__What to produce__
Find every line below with the string "public" and pick it out.

Data listing below:

PR #3881, opened 2025-03-25
admin locale now can be set to any locale

vitek-rostislav:
It is no more required to use one of the SF domain locales for admin localization. When admin locale is set to a value that is not persisted within entity translations (i.e. the  locales used on the domains), translatable attributes in admin are then displayed in the first domain locale.

#### Fixes issues
... 

----
  - https://rv-admin-locale.odin.shopsys.cloud
  - https://cz.rv-admin-locale.odin.shopsys.cloud

### DIFF
--- a/packages/framework/src/Command/AdminLocalesInfoCommand.php
+++ b/packages/framework/src/Command/AdminLocalesInfoCommand.php
@@ -5,7 +5,7 @@ declare(strict_types=1);
 namespace Shopsys\FrameworkBundle\Command;
 
 use Override;
-use Shopsys\FrameworkBundle\Model\Localization\Localization;
+use Shopsys\FrameworkBundle\Model\Administrator\AdministratorLocalizationFacade;
 use Symfony\Component\Console\Attribute\AsCommand;
 use Symfony\Component\Console\Command\Command;
 use Symfony\Component\Console\Input\InputInterface;
@@ -19,10 +19,10 @@ use Symfony\Component\Console\Style\SymfonyStyle;
 class AdminLocalesInfoCommand extends Command
 {
     /**
-     * @param \Shopsys\FrameworkBundle\Model\Localization\Localization $localization
+     * @param \Shopsys\FrameworkBundle\Model\Administrator\AdministratorLocalizationFacade $administratorLocalizationFacade
      */
     public function __construct(
-        protected readonly Localization $localization,
+        protected readonly AdministratorLocalizationFacade $administratorLocalizationFacade,
     ) {
         parent::__construct();
     }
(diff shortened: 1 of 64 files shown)


packages/framework/src/Command/AdminLocalesInfoCommand.php
```diff
@@ -0,0 +1,46 @@
...
+    /**
+     * @param \Shopsys\FrameworkBundle\Model\Administrator\AdministratorLocalizationFacade $administratorLocalizationFacade
+     * @param string|null $name
+     */
+    public function __construct(
+        protected readonly AdministratorLocalizationFacade $administratorLocalizationFacade,
+        ?string $name = null,
+    ) {
+        parent::__construct($name);
+    }
```
grossmannmartin, line 28: as we hate the name set in the AsCommand attribute, we may omit the name here and simplify the constructor to just

```php
public function __construct(
        protected readonly AdministratorLocalizationFacade $administratorLocalizationFacade,
    ) {
        parent::__construct();
    }
```

packages/framework/src/Component/CKEditor/CKEditorRendererDecorator.php
```diff
@@ -5,17 +5,17 @@
...
 {
     /**
      * @param \FOS\CKEditorBundle\Renderer\CKEditorRendererInterface $baseCkEditorRenderer
-     * @param \Symfony\Component\HttpFoundation\RequestStack $requestStack
+     * @param \Shopsys\FrameworkBundle\Model\Localization\Localization $localization
      */
     public function __construct(
         protected readonly CKEditorRendererInterface $baseCkEditorRenderer,
-        protected readonly RequestStack $requestStack,
+        protected readonly Localization $localization,
```
grossmannmartin: Localization seems unused

packages/framework/src/Component/EntityLog/Model/EntityLogFacade.php
```diff
@@ -119,7 +119,7 @@ public function getEntityReadableIdentifierByEntityAndLoggableSetup(
         }
 
         if ($loggableSetup->isLocalized()) {
-            return call_user_func([$entity, $functionName], $this->localization->getDefaultAdminLocale());
+            return call_user_func([$entity, $functionName], $this->administratorLocalizationFacade->getLocaleForEntityLog());
```
grossmannmartin: I'm not sure if this specific method should be placed in administratorLocalizationFacade. 
Maybe it would be better to have this method directly in EntityLogFacade?

grossmannmartin (changes requested):

packages/framework/src/Component/EntityLog/Model/EntityLogFacade.php
vitek-rostislav: that is a good idea :ok_hand:

grossmannmartin:
Nice work here 🦾 

I have some points from testing, can you please check them out?

### 1  

If you set the admin locale to a domain that is not set as the domain locale, the build fails during the Version20241106123834 migration execution. 

### 2

If you have a shop with only one domain, and you set allowed admin locales to `cs, en`, the locale switcher is not displayed. 
(This will probably be a problem from the past, but now it's obvious as we're separating the locales)

grossmannmartin (approved):

PR #3889, opened 2025-03-28
admin product detail: display main category full path

vitek-rostislav:

Displaying just the main category name could be confusing (there might be multiple categories with the same name) so displaying the full path is clearer for the administrators. Moreover, moving the information inside the categories widget makes the product detail page more compact.

Before:
Screenshot from 2025-03-28 14-15-02

After:
Screenshot from 2025-03-28 14-15-34

Moreover, the new style is better for one-domain projects, where the original approach was at least weird, see the screens below:

Before:
image

After:
image

#### Fixes issues
... 

----
  - https://rv-main-category.odin.shopsys.cloud
  - https://cz.rv-main-category.odin.shopsys.cloud

### DIFF
--- a/packages/framework/src/Form/CategoriesType.php
+++ b/packages/framework/src/Form/CategoriesType.php
@@ -5,7 +5,12 @@ declare(strict_types=1);
 namespace Shopsys\FrameworkBundle\Form;
 
 use Override;
+use Shopsys\FrameworkBundle\Component\Domain\Domain;
 use Shopsys\FrameworkBundle\Form\Transformers\CategoriesTypeTransformer;
+use Shopsys\FrameworkBundle\Model\Category\CategoryFacade;
+use Shopsys\FrameworkBundle\Model\Category\Exception\CategoryNotFoundException;
+use Shopsys\FrameworkBundle\Model\Localization\Localization;
+use Shopsys\FrameworkBundle\Model\Product\Product;
 use Symfony\Component\Form\AbstractType;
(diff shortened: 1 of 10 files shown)


packages/framework/src/Form/CategoriesType.php
```diff
@@ -84,4 +94,24 @@ public function getParent(): ?string
...
+    {
+        if ($options['product'] === null) {
+            return null;
+        }
+
+        try {
+            $domainConfig = $this->domain->getDomainConfigById($options['domain_id']);
+            $categoriesInPath = $this->categoryFacade->getCategoryNamesInPathFromRootToProductMainCategoryOnDomain($options['product'], $domainConfig);
+
+            return implode(' > ', $categoriesInPath);
```
grossmannmartin, line 119: it's a little strange that the main category path is translated to the domain language, while categories are in the admin locale. 

Snímek obrazovky 2025-03-28 v 18 33 52

grossmannmartin (approved):

packages/framework/src/Form/CategoriesType.php
vitek-rostislav: yes! Thanks for pointing this out :pray: I will keep  this open until https://github.com/shopsys/shopsys/pull/3881 is merged and then try to do something about it :relaxed:

vitek-rostislav: this should do the trick - 8b2fb12b2d

pk16011990 (approved):

PR #3917, opened 2025-04-08
added icons for displaying visibility of categories

TomasLudvik:
Screenshot at Apr 08 11-37-44

----
  - https://tl-category-visibility.odin.shopsys.cloud
  - https://cz.tl-category-visibility.odin.shopsys.cloud


vitek-rostislav (approved):
I like it, I have just one thought - that "..on all domains" text will be displayed also on 1-domain projects, right? We could either modify the code to include that scenario or it can be adjusted on such a project by the translation in messages.po file :slightly_smiling_face: So I believe it is good as is :slightly_smiling_face:

vitek-rostislav:
ok, one thing from quick test - the icons are not displayed at all when I select a particular domain using the domain tabs

vitek-rostislav (changes requested):
ok, one thing from a quick test - the icons are not displayed at all when I select a particular domain using the domain tabs

pk16011990 (approved):

PR #3945, opened 2025-04-24
UploadedFileDataFixture uses first allowed domain locale

malyMiso:
UploadedFileDataFixture uses first allowed domain locale. Otherwise it is dependent on current domain config, which is not available in data fixtures, until CartDataFixture run. Current domain is set in CartDataFixture, therefore fixtures that run after  CartDataFixture can access current domain config :see_no_evil: . 

#### Fixes issues
... 

----
  - https://mt-demo-files.odin.shopsys.cloud
  - https://cz.mt-demo-files.odin.shopsys.cloud


grossmannmartin:
it's already solved since 22197792d38d6db9e4d19a1326da49793c779aaa

PR #3949, opened 2025-04-25
split customer translations to separate domain

grossmannmartin:

Now it's easier to translate only the part of the application the customer is interested in (admin/storefront).
New translation domains `customerMessages` and `customerValidators` are used for translations that are presented to the customer, while the previously existing ones are used in administration/backend. 

#### Fixes issues
... 

----
  - https://mg-split-translations.odin.shopsys.cloud
  - https://cz.mg-split-translations.odin.shopsys.cloud


packages/framework/src/Model/Complaint/ComplaintResolutionEnum.php
```diff
@@ -24,14 +25,26 @@ public function getAllIndexedByTranslations(): array
         ];
     }
 
+    /**
+     * @return array<string, string>
+     */
+    public function getAllIndexedByTranslationsForCustomer(): array
+    {
+        return [
+            t('Fix', domain: Translator::CUSTOMER_TRANSLATION_DOMAIN) => static::FIX,
```
vitek-rostislav, line 34: I am wondering, have you considered the possibility of adding multiple translation domains at once in one `t` function call)? It does not make sense for the translation itself as the translator would not know which translation to use then, right? I am just not happy about the current necessity for the multiple definitions...However, maybe it is just in this file that obvious. This is just the beginning of the review, I will see how I feel about it during the process now :smile:

packages/framework/src/Resources/views/Mail/Order/addresses.html.twig
```diff
@@ -1,3 +1,4 @@
+{% trans_default_domain 'customerMessages' %}
 <table border="0" cellpadding="0" cellspacing="0" role="presentation" width="100%" style="table-layout: fixed; mso-table-lspace: 0pt; mso-table-rspace: 0pt;">
```
vitek-rostislav, line 2: nice, I did not know this

packages/framework/src/Component/Translation/FrontendApiDetectorTrait.php
```diff
@@ -0,0 +1,37 @@
...
+    }
+
+    /**
+     * @return string
+     */
+    protected function getTranslationDomain(): string
+    {
+        if ($this->isFrontendApiBundleConstraintClass) {
+            return Translator::CUSTOMER_VALIDATOR_TRANSLATION_DOMAIN;
+        }
```
vitek-rostislav: maybe we could come up with more specific name for the trait? From the current name, it is not obvious that CUSTOMER_VALIDATOR_TRANSLATION_DOMAIN will be used if in FE API...I am afraid it might be misued. What about `FrontendApiValidationTranslationDomainDetectorTrait`? Or something like that

project-base/app/patch/overblog-validator.patch
```diff
@@ -0,0 +1,11 @@
+--- ./vendor/overblog/graphql-bundle/src/Validator/InputValidator.php
++++ ./vendor/overblog/graphql-bundle/src/Validator/InputValidator.php
+@@ -118,7 +118,7 @@
+             // @phpstan-ignore-next-line (only for Symfony 4.4)
+             $builder
+                 ->setTranslator($this->defaultTranslator)
+-                ->setTranslationDomain('validators');
++                ->setTranslationDomain('customerValidators');
+         }
```
vitek-rostislav, line 9: We are not able to use the constant here, or?

project-base/app/translations/customerValidators.cs.po
```diff
@@ -0,0 +1,33 @@
+msgid ""
+msgstr ""
+"Content-Type: text/plain; charset=UTF-8\n"
+"Content-Transfer-Encoding: 8bit\n"
+"Language: cs\n"
+
+msgid "An array of values is not supported as an input for \"slider\" type parameter. Use \"minimalValue\" and \"maximalValue\" instead."
+msgstr "Pole hodnot (\"values\") není podporováno jako vstup pro parametry typu \"slider\". Namísto toho použijte \"minimalValue\" and \"maximalValue\"."
```
vitek-rostislav: off topic, I would rather use parameters here to avoid mis-translation of "slider", "minimalValue", and "maximalValue"

project-base/app/translations/customerValidators.cs.po
```diff
@@ -0,0 +1,33 @@
...
+
+msgid "Email cannot be longer than {{ limit }} characters"
+msgstr "E-mail nesmí být delší než {{ limit }} znaků"
+
+msgid "Minimal and maximal value are not supported as an input for other than \"slider\" type parameter. Use \"values\" instead."
+msgstr "Minimální a maximalní hodnota nejsou podporovány jako vstup pro parametry jiného typu než \"slider\". Namísto toho použijte \"values\"."
```
vitek-rostislav: the same off topic here

composer.json
```diff
@@ -275,6 +277,11 @@
         },
         "runtime": {
             "dotenv_path": "project-base/app/.env"
+        },
+        "patches": {
+            "overblog/graphql-bundle": {
+                "Change default validator domain": "project-base/app/patch/overblog-validator.patch"
```
vitek-rostislav, line 282: should not be the patch in fe api package?

vitek-rostislav (changes requested):
Nice job there! I have added just a few notes :)

project-base/app/patch/overblog-validator.patch
grossmannmartin: As it's a code from vendor, we would have to import the class, or use FQCN. I'm not sure if it's better

composer.json
grossmannmartin: Just the patch file, or the patch file and composer.json entry?

Patch file itself may make sense. The composer entry - we still have to update composer file in project base and allow patching from vendor, so this seems more clear to me

packages/framework/src/Model/Complaint/ComplaintResolutionEnum.php
grossmannmartin: I know, this code does not look OK at the first glance. 
The ugly truth is we have multiple such duplications, but this one is pretty obvious. 
I don't think we can, more specifically "should" avoid the duplication. 

But the truth is, the statuses should be rather the database value and then it would make much more sense

packages/framework/src/Component/Translation/FrontendApiDetectorTrait.php
grossmannmartin: renamed in 9df02a2d34

project-base/app/translations/customerValidators.cs.po
grossmannmartin: what about 9b7b9c4eef?

project-base/app/translations/customerValidators.cs.po
grossmannmartin: what about 9b7b9c4eef?

composer.json
grossmannmartin: let's talk about it

vitek-rostislav (approved):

End of Data listing.

__Exercise output__
     public function __construct(
+    public function __construct(
public function __construct(
     public function __construct(
@@ -119,7 +119,7 @@ public function getEntityReadableIdentifierByEntityAndLoggableSetup(
@@ -84,4 +94,24 @@ public function getParent(): ?string
@@ -24,14 +25,26 @@ public function getAllIndexedByTranslations(): array
+    public function getAllIndexedByTranslationsForCustomer(): array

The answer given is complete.